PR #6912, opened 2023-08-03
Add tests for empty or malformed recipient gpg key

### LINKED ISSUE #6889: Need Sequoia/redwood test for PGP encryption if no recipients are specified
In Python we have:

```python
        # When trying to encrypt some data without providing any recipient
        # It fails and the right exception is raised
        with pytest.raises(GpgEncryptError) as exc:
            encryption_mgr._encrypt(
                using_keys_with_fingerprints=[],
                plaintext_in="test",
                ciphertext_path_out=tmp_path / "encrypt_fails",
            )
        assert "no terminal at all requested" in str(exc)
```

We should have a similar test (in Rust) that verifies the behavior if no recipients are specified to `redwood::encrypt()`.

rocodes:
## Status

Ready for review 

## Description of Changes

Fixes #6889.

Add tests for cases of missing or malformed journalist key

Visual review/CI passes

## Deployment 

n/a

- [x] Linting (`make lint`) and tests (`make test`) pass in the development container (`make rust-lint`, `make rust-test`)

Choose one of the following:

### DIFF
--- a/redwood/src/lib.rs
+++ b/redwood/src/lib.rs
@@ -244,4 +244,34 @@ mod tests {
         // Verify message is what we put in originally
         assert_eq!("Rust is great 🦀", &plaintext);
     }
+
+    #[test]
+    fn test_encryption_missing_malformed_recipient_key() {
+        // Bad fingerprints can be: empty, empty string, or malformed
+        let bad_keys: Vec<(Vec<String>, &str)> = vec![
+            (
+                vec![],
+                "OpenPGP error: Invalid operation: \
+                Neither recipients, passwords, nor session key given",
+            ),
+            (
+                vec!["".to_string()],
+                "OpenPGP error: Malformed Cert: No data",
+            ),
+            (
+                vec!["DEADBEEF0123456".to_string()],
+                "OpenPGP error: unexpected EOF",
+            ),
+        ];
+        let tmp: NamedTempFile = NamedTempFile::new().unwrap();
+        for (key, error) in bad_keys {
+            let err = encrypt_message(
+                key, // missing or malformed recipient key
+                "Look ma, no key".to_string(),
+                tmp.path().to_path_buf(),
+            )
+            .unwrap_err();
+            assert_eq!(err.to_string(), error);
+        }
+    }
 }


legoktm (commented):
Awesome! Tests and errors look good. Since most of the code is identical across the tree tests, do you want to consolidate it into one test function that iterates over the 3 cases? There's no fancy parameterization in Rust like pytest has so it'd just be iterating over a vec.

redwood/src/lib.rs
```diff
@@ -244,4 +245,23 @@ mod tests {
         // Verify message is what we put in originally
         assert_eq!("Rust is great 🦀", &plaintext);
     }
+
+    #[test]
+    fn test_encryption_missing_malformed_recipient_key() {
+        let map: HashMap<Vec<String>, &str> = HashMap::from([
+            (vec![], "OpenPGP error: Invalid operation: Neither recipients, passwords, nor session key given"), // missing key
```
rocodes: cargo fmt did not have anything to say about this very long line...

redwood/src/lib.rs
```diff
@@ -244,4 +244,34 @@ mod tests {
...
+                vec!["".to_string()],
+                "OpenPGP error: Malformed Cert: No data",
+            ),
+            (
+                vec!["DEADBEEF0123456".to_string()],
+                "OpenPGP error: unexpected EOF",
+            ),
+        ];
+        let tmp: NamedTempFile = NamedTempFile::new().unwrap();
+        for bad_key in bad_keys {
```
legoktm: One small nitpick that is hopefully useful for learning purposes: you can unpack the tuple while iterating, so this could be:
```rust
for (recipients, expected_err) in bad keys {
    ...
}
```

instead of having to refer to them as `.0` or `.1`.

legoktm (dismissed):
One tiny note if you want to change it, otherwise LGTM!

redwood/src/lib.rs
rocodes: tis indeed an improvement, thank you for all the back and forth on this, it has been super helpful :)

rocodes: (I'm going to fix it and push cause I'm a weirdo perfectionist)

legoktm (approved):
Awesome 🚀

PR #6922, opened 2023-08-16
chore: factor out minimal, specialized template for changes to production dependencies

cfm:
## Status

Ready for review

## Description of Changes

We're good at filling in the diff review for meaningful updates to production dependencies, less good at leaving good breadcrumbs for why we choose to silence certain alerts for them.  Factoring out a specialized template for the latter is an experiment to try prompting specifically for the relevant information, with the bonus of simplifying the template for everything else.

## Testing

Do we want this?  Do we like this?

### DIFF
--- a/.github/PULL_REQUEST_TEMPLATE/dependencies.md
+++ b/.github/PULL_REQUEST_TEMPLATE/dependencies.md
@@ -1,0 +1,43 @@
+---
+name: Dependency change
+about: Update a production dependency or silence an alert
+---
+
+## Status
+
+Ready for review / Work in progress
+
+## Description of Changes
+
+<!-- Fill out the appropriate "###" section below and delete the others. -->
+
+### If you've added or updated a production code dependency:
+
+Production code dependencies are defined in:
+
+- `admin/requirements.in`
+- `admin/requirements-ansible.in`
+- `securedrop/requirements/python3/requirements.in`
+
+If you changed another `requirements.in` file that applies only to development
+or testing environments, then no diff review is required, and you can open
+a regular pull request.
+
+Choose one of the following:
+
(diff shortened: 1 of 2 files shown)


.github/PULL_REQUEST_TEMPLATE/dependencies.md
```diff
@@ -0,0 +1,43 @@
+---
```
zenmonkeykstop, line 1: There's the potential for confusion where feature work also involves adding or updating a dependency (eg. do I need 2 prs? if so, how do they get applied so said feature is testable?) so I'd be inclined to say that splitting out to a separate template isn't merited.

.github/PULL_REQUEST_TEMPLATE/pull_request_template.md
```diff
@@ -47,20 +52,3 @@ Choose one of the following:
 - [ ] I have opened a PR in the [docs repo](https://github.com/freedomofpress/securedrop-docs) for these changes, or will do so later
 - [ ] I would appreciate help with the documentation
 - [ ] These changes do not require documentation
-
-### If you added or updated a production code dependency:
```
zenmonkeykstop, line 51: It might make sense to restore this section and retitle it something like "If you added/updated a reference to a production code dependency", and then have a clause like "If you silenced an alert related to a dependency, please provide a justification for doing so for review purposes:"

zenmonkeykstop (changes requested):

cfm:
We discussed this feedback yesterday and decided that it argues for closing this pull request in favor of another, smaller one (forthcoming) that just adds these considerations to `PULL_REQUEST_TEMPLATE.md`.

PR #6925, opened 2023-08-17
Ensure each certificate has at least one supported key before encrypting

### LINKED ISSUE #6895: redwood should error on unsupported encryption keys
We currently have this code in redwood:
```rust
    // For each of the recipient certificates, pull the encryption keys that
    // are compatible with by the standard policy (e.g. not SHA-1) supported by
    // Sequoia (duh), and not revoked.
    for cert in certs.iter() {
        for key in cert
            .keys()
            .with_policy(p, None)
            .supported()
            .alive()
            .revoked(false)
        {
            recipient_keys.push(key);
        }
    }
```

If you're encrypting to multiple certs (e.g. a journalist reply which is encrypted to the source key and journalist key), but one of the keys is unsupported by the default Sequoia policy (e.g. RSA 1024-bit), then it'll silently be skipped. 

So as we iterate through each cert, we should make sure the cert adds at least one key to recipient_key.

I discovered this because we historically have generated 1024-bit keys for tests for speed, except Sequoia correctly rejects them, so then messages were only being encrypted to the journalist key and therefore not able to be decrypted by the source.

**WORK TASK:** Number of lines containing the word "requested" in the listing: state it, and add no other text.

**ANSWER SECTION:** 2